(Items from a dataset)

· · · · · · ·

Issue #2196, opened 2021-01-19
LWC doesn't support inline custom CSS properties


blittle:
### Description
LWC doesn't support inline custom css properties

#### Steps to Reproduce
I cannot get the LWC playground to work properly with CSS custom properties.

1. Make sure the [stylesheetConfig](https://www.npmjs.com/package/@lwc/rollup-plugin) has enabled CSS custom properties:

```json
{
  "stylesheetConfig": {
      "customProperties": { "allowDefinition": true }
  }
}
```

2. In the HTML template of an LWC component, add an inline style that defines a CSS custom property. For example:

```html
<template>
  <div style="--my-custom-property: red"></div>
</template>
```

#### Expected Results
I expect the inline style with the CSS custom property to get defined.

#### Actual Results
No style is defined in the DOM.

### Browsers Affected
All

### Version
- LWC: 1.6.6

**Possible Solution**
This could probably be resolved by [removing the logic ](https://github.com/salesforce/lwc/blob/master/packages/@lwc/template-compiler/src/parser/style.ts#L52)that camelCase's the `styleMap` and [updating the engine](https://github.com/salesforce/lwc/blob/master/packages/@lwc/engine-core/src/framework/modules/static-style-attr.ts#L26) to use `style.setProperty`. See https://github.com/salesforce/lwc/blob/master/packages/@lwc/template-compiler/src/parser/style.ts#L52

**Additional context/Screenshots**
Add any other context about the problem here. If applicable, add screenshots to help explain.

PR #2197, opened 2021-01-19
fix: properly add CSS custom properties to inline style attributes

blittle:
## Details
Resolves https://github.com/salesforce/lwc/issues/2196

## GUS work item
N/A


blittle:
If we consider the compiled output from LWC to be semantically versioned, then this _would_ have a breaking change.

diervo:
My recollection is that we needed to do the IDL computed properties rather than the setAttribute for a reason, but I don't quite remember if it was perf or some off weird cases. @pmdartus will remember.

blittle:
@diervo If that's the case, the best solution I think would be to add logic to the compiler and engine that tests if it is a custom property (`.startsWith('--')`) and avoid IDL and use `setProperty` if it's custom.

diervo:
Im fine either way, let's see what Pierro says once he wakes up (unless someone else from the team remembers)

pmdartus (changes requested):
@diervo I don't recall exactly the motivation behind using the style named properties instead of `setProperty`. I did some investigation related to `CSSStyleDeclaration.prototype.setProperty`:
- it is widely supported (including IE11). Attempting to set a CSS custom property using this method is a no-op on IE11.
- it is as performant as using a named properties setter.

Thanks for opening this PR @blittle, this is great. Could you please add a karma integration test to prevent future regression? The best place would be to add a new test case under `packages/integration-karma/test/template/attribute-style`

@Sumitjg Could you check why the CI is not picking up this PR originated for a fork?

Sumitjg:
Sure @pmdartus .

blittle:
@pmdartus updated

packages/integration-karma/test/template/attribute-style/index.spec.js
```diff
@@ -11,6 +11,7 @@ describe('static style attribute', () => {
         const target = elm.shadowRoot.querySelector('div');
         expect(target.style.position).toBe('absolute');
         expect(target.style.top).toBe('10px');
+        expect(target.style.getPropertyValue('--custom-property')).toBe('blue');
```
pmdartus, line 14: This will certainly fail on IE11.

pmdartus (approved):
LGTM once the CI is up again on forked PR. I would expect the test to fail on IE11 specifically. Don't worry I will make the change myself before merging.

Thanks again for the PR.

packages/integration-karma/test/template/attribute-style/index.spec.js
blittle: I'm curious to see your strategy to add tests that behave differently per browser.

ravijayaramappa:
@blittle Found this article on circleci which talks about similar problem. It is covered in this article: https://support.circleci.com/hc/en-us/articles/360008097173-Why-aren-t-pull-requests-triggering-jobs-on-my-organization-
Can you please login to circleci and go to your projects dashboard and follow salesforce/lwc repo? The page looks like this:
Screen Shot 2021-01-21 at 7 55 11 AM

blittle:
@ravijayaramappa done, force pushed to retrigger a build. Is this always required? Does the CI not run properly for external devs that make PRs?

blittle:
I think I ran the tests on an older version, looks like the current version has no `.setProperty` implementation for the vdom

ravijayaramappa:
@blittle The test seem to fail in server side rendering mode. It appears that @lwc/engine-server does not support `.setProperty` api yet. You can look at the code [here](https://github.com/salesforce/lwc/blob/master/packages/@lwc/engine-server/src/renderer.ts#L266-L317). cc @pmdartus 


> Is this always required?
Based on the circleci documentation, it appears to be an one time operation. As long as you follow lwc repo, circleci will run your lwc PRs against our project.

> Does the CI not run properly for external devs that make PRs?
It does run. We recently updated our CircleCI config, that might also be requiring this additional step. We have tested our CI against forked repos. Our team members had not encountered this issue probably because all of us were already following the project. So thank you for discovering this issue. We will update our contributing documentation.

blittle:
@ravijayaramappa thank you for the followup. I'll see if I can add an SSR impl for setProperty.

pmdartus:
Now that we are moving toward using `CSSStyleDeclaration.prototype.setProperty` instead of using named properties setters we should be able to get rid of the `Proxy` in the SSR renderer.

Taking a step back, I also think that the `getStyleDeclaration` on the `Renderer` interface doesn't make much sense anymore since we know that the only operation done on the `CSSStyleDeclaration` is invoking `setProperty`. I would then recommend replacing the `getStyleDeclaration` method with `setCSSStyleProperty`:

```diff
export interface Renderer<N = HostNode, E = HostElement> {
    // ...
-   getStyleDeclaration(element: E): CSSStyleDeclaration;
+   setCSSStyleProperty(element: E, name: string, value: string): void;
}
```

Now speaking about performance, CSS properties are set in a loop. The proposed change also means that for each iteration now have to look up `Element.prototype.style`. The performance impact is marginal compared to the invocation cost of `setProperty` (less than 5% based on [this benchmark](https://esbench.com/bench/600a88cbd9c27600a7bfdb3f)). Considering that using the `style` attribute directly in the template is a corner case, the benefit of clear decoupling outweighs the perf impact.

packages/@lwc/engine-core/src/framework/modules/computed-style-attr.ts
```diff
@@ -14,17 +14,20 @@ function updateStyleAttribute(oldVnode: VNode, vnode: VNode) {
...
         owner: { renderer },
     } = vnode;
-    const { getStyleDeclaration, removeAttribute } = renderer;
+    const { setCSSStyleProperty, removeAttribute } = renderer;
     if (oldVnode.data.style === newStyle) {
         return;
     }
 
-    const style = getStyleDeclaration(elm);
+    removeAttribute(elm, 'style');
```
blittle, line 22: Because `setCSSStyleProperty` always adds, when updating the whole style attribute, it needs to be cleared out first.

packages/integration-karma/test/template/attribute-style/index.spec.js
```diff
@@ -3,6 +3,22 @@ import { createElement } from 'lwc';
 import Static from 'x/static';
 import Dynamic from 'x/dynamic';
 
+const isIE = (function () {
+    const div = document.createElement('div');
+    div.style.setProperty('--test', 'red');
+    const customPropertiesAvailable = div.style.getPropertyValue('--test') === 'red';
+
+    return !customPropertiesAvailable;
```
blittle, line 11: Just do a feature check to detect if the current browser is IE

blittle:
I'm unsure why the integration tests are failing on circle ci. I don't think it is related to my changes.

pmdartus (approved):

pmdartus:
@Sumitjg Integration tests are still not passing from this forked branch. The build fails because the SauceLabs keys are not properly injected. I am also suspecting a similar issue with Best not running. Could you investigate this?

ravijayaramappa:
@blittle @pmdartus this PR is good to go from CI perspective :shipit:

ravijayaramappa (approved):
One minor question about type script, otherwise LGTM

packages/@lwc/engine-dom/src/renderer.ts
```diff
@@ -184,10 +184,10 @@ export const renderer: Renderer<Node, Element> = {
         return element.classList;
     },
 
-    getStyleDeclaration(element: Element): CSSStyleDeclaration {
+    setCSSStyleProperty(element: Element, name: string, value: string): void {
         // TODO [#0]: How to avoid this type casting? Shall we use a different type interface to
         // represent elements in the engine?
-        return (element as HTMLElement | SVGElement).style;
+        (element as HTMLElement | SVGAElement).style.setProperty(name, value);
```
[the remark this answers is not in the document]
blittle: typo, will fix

· · · · · · ·

__ASSIGNMENT__: Transcribe the records above exactly as they appear.

__WRITTEN ANSWER__:
Issue #2196, opened 2021-01-19
LWC doesn't support inline custom CSS properties


blittle:
### Description
LWC doesn't support inline custom css properties

#### Steps to Reproduce
I cannot get the LWC playground to work properly with CSS custom properties.

1. Make sure the [stylesheetConfig](https://www.npmjs.com/package/@lwc/rollup-plugin) has enabled CSS custom properties:

```json
{
  "stylesheetConfig": {
      "customProperties": { "allowDefinition": true }
  }
}
```

2. In the HTML template of an LWC component, add an inline style that defines a CSS custom property. For example:

```html
<template>
  <div style="--my-custom-property: red"></div>
</template>
```

#### Expected Results
I expect the inline style with the CSS custom property to get defined.

#### Actual Results
No style is defined in the DOM.

### Browsers Affected
All

### Version
- LWC: 1.6.6

**Possible Solution**
This could probably be resolved by [removing the logic ](https://github.com/salesforce/lwc/blob/master/packages/@lwc/template-compiler/src/parser/style.ts#L52)that camelCase's the `styleMap` and [updating the engine](https://github.com/salesforce/lwc/blob/master/packages/@lwc/engine-core/src/framework/modules/static-style-attr.ts#L26) to use `style.setProperty`. See https://github.com/salesforce/lwc/blob/master/packages/@lwc/template-compiler/src/parser/style.ts#L52

**Additional context/Screenshots**
Add any other context about the problem here. If applicable, add screenshots to help explain.

PR #2197, opened 2021-01-19
fix: properly add CSS custom properties to inline style attributes

blittle:
## Details
Resolves https://github.com/salesforce/lwc/issues/2196

## GUS work item
N/A


blittle:
If we consider the compiled output from LWC to be semantically versioned, then this _would_ have a breaking change.

diervo:
My recollection is that we needed to do the IDL computed properties rather than the setAttribute for a reason, but I don't quite remember if it was perf or some off weird cases. @pmdartus will remember.

blittle:
@diervo If that's the case, the best solution I think would be to add logic to the compiler and engine that tests if it is a custom property (`.startsWith('--')`) and avoid IDL and use `setProperty` if it's custom.

diervo:
Im fine either way, let's see what Pierro says once he wakes up (unless someone else from the team remembers)

pmdartus (changes requested):
@diervo I don't recall exactly the motivation behind using the style named properties instead of `setProperty`. I did some investigation related to `CSSStyleDeclaration.prototype.setProperty`:
- it is widely supported (including IE11). Attempting to set a CSS custom property using this method is a no-op on IE11.
- it is as performant as using a named properties setter.

Thanks for opening this PR @blittle, this is great. Could you please add a karma integration test to prevent future regression? The best place would be to add a new test case under `packages/integration-karma/test/template/attribute-style`

@Sumitjg Could you check why the CI is not picking up this PR originated for a fork?

Sumitjg:
Sure @pmdartus .

blittle:
@pmdartus updated

packages/integration-karma/test/template/attribute-style/index.spec.js
```diff
@@ -11,6 +11,7 @@ describe('static style attribute', () => {
         const target = elm.shadowRoot.querySelector('div');
         expect(target.style.position).toBe('absolute');
         expect(target.style.top).toBe('10px');
+        expect(target.style.getPropertyValue('--custom-property')).toBe('blue');
```
pmdartus, line 14: This will certainly fail on IE11.

pmdartus (approved):
LGTM once the CI is up again on forked PR. I would expect the test to fail on IE11 specifically. Don't worry I will make the change myself before merging.

Thanks again for the PR.

packages/integration-karma/test/template/attribute-style/index.spec.js
blittle: I'm curious to see your strategy to add tests that behave differently per browser.

ravijayaramappa:
@blittle Found this article on circleci which talks about similar problem. It is covered in this article: https://support.circleci.com/hc/en-us/articles/360008097173-Why-aren-t-pull-requests-triggering-jobs-on-my-organization-
Can you please login to circleci and go to your projects dashboard and follow salesforce/lwc repo? The page looks like this:
Screen Shot 2021-01-21 at 7 55 11 AM

blittle:
@ravijayaramappa done, force pushed to retrigger a build. Is this always required? Does the CI not run properly for external devs that make PRs?

blittle:
I think I ran the tests on an older version, looks like the current version has no `.setProperty` implementation for the vdom

ravijayaramappa:
@blittle The test seem to fail in server side rendering mode. It appears that @lwc/engine-server does not support `.setProperty` api yet. You can look at the code [here](https://github.com/salesforce/lwc/blob/master/packages/@lwc/engine-server/src/renderer.ts#L266-L317). cc @pmdartus 


> Is this always required?
Based on the circleci documentation, it appears to be an one time operation. As long as you follow lwc repo, circleci will run your lwc PRs against our project.

> Does the CI not run properly for external devs that make PRs?
It does run. We recently updated our CircleCI config, that might also be requiring this additional step. We have tested our CI against forked repos. Our team members had not encountered this issue probably because all of us were already following the project. So thank you for discovering this issue. We will update our contributing documentation.

blittle:
@ravijayaramappa thank you for the followup. I'll see if I can add an SSR impl for setProperty.

pmdartus:
Now that we are moving toward using `CSSStyleDeclaration.prototype.setProperty` instead of using named properties setters we should be able to get rid of the `Proxy` in the SSR renderer.

Taking a step back, I also think that the `getStyleDeclaration` on the `Renderer` interface doesn't make much sense anymore since we know that the only operation done on the `CSSStyleDeclaration` is invoking `setProperty`. I would then recommend replacing the `getStyleDeclaration` method with `setCSSStyleProperty`:

```diff
export interface Renderer<N = HostNode, E = HostElement> {
    // ...
-   getStyleDeclaration(element: E): CSSStyleDeclaration;
+   setCSSStyleProperty(element: E, name: string, value: string): void;
}
```

Now speaking about performance, CSS properties are set in a loop. The proposed change also means that for each iteration now have to look up `Element.prototype.style`. The performance impact is marginal compared to the invocation cost of `setProperty` (less than 5% based on [this benchmark](https://esbench.com/bench/600a88cbd9c27600a7bfdb3f)). Considering that using the `style` attribute directly in the template is a corner case, the benefit of clear decoupling outweighs the perf impact.

packages/@lwc/engine-core/src/framework/modules/computed-style-attr.ts
```diff
@@ -14,17 +14,20 @@ function updateStyleAttribute(oldVnode: VNode, vnode: VNode) {
...
         owner: { renderer },
     } = vnode;
-    const { getStyleDeclaration, removeAttribute } = renderer;
+    const { setCSSStyleProperty, removeAttribute } = renderer;
     if (oldVnode.data.style === newStyle) {
         return;
     }
 
-    const style = getStyleDeclaration(elm);
+    removeAttribute(elm, 'style');
```
blittle, line 22: Because `setCSSStyleProperty` always adds, when updating the whole style attribute, it needs to be cleared out first.

packages/integration-karma/test/template/attribute-style/index.spec.js
```diff
@@ -3,6 +3,22 @@ import { createElement } from 'lwc';
 import Static from 'x/static';
 import Dynamic from 'x/dynamic';
 
+const isIE = (function () {
+    const div = document.createElement('div');
+    div.style.setProperty('--test', 'red');
+    const customPropertiesAvailable = div.style.getPropertyValue('--test') === 'red';
+
+    return !customPropertiesAvailable;
```
blittle, line 11: Just do a feature check to detect if the current browser is IE

blittle:
I'm unsure why the integration tests are failing on circle ci. I don't think it is related to my changes.

pmdartus (approved):

pmdartus:
@Sumitjg Integration tests are still not passing from this forked branch. The build fails because the SauceLabs keys are not properly injected. I am also suspecting a similar issue with Best not running. Could you investigate this?

ravijayaramappa:
@blittle @pmdartus this PR is good to go from CI perspective :shipit:

ravijayaramappa (approved):
One minor question about type script, otherwise LGTM

packages/@lwc/engine-dom/src/renderer.ts
```diff
@@ -184,10 +184,10 @@ export const renderer: Renderer<Node, Element> = {
         return element.classList;
     },
 
-    getStyleDeclaration(element: Element): CSSStyleDeclaration {
+    setCSSStyleProperty(element: Element, name: string, value: string): void {
         // TODO [#0]: How to avoid this type casting? Shall we use a different type interface to
         // represent elements in the engine?
-        return (element as HTMLElement | SVGElement).style;
+        (element as HTMLElement | SVGAElement).style.setProperty(name, value);
```
[the remark this answers is not in the document]
blittle: typo, will fix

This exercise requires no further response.